Microglial activation and increased inflammatory cytokines have been implicated in the cognitive decline associated with various neurodegenerative diseases.^68,69  The activation of microglial cells and neuroinflammation after TBI has been extensively studied by us and many others and has long been linked to changes in cognitive function through both direct and indirect effects on neurons.⁷⁰  Two recent clinical studies, one using positron emission tomography scanning to delineate microglial activity and the other pathological, have further underscored the importance of microglial activation in chronic neurodegeneration after TBI.^5,71  The effects of propopol on microglial activation were marked, as well as highly significant. The impairment in cognitive performance in the MWM task is an indicator of hippocampal damage and the relative contribution of various hippocampal subregions in encoding and retrieval of learning and memory can be quantified by counting neurons in these regions.^25,28,72  As there were no significant differences between the two injured treatment groups with respect to TBI-induced neuronal cell loss in various hippocampal subregions, this is consistent with the failure of propofol to improve cognitive performance in the MWM test. In contrast, cognitive outcomes in the novel object recognition test reflect both frontal cortical and hippocampal involvement.^25,26,73  Propofol treatment significantly reduced the cortical lesion size and improved neuronal survival in the cortex. Therefore, the degree of cognitive improvement observed in novel object recognition task on treatment with propofol after TBI likely reflects its neuroprotective effects in the cortex. In our rat lateral fluid percussion injury model, the primary injury affects the ipsilateral cortex and adjacent penumbra.^23,74  As such, the cortex shows the greatest degree of inflammation and cell death. Changes in the hippocampus and thalamus are more distant and show less inflammatory components. We have identified other approaches that target microglial activation, such as with cell cycle inhibitors that also show protective effects largely restricted to injured cortex.^23,74  One major limitation of the study was the application of the general anesthetics before and during the delivery of TBI, which do not ideally reflect clinical situations. But all TBI studies require anesthetic use.

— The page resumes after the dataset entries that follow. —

PR #2322, opened 2019-08-27
fix(payments): update payment views for mobile

### LINKED ISSUE #1832: (Updated) Mobile Screens

meandavejustice:
- fixes #1832

This is first pass at mobile screens in payment flow/support form. @janiceahn Feel free to ping me for changes if you don't wanna post them all here

phase-1-mobile-subscription-cancel-expanded
phase-1-mobile-subscription-payment-update-form
phase-1-mobile-subscription-home
phase-1-mobile-screens
phase-1-mobile-support

cc/ @janiceahn for UX review

### DIFF
--- a/packages/fxa-payments-server/src/components/PaymentForm/index.tsx
+++ b/packages/fxa-payments-server/src/components/PaymentForm/index.tsx
@@ -1,4 +1,4 @@
-import React, { useCallback } from 'react';
+import React, { useCallback, useContext } from 'react';
 import {
   injectStripe,
   CardNumberElement,
@@ -21,12 +21,17 @@ import {
   useValidatorState,
 } from '../../lib/validator';
 import { formatCurrencyInCents } from '../../lib/formats';
+import { AppContext } from '../../lib/AppContext';
 
 import './index.scss';
 import { Plan } from '../../store/types';
 
+export const SMALL_DEVICE_RULE = "(max-width: 480px)";
+export const SMALL_DEVICE_LINE_HEIGHT = "37px";
+export const DEFAULT_LINE_HEIGHT = "45px";
+
 // ref: https://stripe.com/docs/stripe-js/reference#the-elements-object
-const STRIPE_ELEMENT_STYLES = {
+let stripeElementStyles = {
   base: {
     //TODO: Figure out what this really should be - I just copied it from computed styles because CSS can't apply through the iframe
     fontFamily:
@@ -36,6 +41,18 @@ const STRIPE_ELEMENT_STYLES = {
     lineHeight: '45px',
   },
 };
+
+type StripeElementStyles = {
+  fontFamily: string,
+  fontSize: string,
+  fontWeight: string,
+  lineHeight: string,
+};
+
+export function checkMedia(matched: boolean, stripeElementStyles: { base: StripeElementStyles }) {
+  let lh = matched? SMALL_DEVICE_LINE_HEIGHT : DEFAULT_LINE_HEIGHT;
+  return Object.assign(stripeElementStyles, {base: {lineHeight: lh}});
+}
 
 // Define a minimal type for what we use from the Stripe API, which makes
 // things easier to mock.
@@ -73,6 +90,8 @@ export const PaymentForm = ({
     middleware: validatorMiddlewareReducer,
   });
 
+  const { matchMedia } = useContext(AppContext);
+
   const onSubmit = useCallback(
     ev => {
       ev.preventDefault();
@@ -91,6 +110,8 @@ export const PaymentForm = ({
     },
     [validator, onPayment, onPaymentError, stripe]
   );
+
+  stripeElementStyles = checkMedia(matchMedia(SMALL_DEVICE_RULE), stripeElementStyles);
 
   return (
     <Form
@@ -122,7 +143,7 @@ export const PaymentForm = ({
           component={CardNumberElement}
           name="creditCardNumber"
           label="Card number"
-          style={STRIPE_ELEMENT_STYLES}
+          style={stripeElementStyles}
           className="input-row input-row--xl"
           required
         />
@@ -131,7 +152,7 @@ export const PaymentForm = ({
           component={CardExpiryElement}
           name="expDate"
           label="Exp. date"
-          style={STRIPE_ELEMENT_STYLES}
+          style={stripeElementStyles}
           required
         />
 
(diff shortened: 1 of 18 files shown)


meandavejustice:
contact-dropdown-1
contact-dropdown-2
update-billing
cancel-sub

juliastarkov:
@meandavejustice These look great, thanks for implementing the changes.

packages/fxa-payments-server/src/components/PaymentForm/index.tsx
```diff
@@ -21,12 +21,13 @@ import {
...
 } from '../../lib/validator';
 import { formatCurrencyInCents } from '../../lib/formats';
+import { AppContext } from '../../lib/AppContext';
 
 import './index.scss';
 import { Plan } from '../../store/types';
 
 // ref: https://stripe.com/docs/stripe-js/reference#the-elements-object
-const STRIPE_ELEMENT_STYLES = {
+let stripeElementStyles = {
```
lmorchard: I don't think this needs to be switched from const to let - the variable itself isn't reassigned, just properties of the object.

packages/fxa-payments-server/src/components/PaymentForm/index.tsx
```diff
@@ -37,6 +38,15 @@ const STRIPE_ELEMENT_STYLES = {
   },
 };
 
+/* istanbul ignore next */
```
lmorchard: This looks like something that *should* be covered in testing, not ignored

packages/fxa-payments-server/src/components/PaymentForm/index.tsx
```diff
@@ -92,6 +104,9 @@ export const PaymentForm = ({
     [validator, onPayment, onPaymentError, stripe]
   );
 
+  /* istanbul ignore next */
```
lmorchard: This should get covered in testing too, if only to assert that it's called with this string. Might also be good to move this string into a constant at the top of the file.

packages/fxa-payments-server/src/lib/AppContext.tsx
```diff
@@ -20,6 +21,7 @@ export const defaultAppContext = {
   config,
   getScreenInfo: () => new ScreenInfo(),
   locationReload: noopFunction,
+  matchMedia: window.matchMedia || function() { return { matches: false }},
```
lmorchard: Don't refer to `window` here, just keep that isolated to `src/index.tsx` in the wrapper function. This default shouldn't get used in practice - both the app and tests should be providing a value, so `noopFunction` should work here.

packages/fxa-payments-server/src/routes/Product/index.test.tsx
```diff
@@ -260,13 +264,15 @@ describe('routes/Product', () => {
...
       queryByText,
+      matchMedia,
       navigateToUrl,
       apiMocks,
     } = await commonSubmitSetup(createToken);
 
     fireEvent.click(getByTestId('submit'));
 
     await findByText('Your subscription is ready');
+    expect(matchMedia).toBeCalled();
```
lmorchard: This should probably be something like `expect(matchMedia).toBeCalledWith("(max-width: 480px)");` - or better yet, a constant imported from the component. 

Should also have a couple cases to mock `matchMedia` with both `true` & `false` results to exercise the `lineHeight` change in `checkMedia`

packages/fxa-payments-server/src/lib/test-utils.tsx
```diff
@@ -182,6 +182,18 @@ export const defaultAppContextValue = (): AppContextType => ({
   accessToken: 'at_12345',
   config,
   queryParams: {},
+  matchMedia: jest.fn().mockImplementation(query => {
+    return {
+      matches: false,
+      media: query,
```
lmorchard: Does this mock need to have all these properties? Looks like ` jest.fn(() => { return { matches: false } })` is what's used everywhere else

packages/fxa-payments-server/src/lib/AppContext.tsx
meandavejustice: noopFunction causes typescript to fail in this case :thinking:

packages/fxa-payments-server/src/lib/test-utils.tsx
meandavejustice: These are necessary to prevent failures in typescript checks

packages/fxa-payments-server/src/lib/AppContext.tsx
lmorchard: Hmm, also looks like `checkMedia` doesn't need the whole `MediaQueryList` object. Could just return `matches` from the wrapper in `src/index.tsx` and not have to cover the whole `MediaQueryList` object in types & mocks.

packages/fxa-payments-server/src/index.tsx
```diff
@@ -59,6 +60,10 @@ function locationReload() {
   window.location.reload();
 }
 
+function matchMedia(query: string) {
+  return window.matchMedia(query);
```
lmorchard: If this was `return window.matchMedia(query).matches` then the type of this function could just be `(query: string) => boolean` and not drag in all of `MediaQueryList`

packages/fxa-payments-server/src/lib/test-utils.tsx
lmorchard: Yeah, seems like that could be fixed by making the type simpler from the wrapper function in `src/index.tsx`

packages/fxa-payments-server/src/index.tsx
meandavejustice: that would greatly simplify things, thank you

packages/fxa-payments-server/src/components/PaymentForm/index.tsx
```diff
@@ -37,6 +42,11 @@ const STRIPE_ELEMENT_STYLES = {
   },
 };
 
+export function checkMedia(matched: boolean, stripeElementStyles: object) {
```
lmorchard: Changes look good to me! :+1:

meandavejustice: Thanks!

A potential confounding effect in the current study with regard to group differences is that isoflurane itself may have neuroprotective effects; more specifically beneficial effects have been reported by several groups for isoflurane on outcome after TBI.^75,76  Isoflurane can also reduce lipopolysaccharide- and interferon-γ–induced microglial activation in vitro, through actions at adenosine triphosphate potassium channels.^77,78  However, recent studies have implicated neuroinflammation and microglial activation in the pathogenesis of postoperative cognitive dysfunction,^79–81  with a possible link between exposure to volatile anesthetics and exacerbation of neurodegenerative disorders. Interestingly, isoflurane has been associated with cognitive impairment in the absence of any surgical manipulation, whereas propofol has not.^82,83  Whether propofol should be preferentially considered for surgery in the elderly or for the treatment of TBI is an important question that requires further studies in other model systems.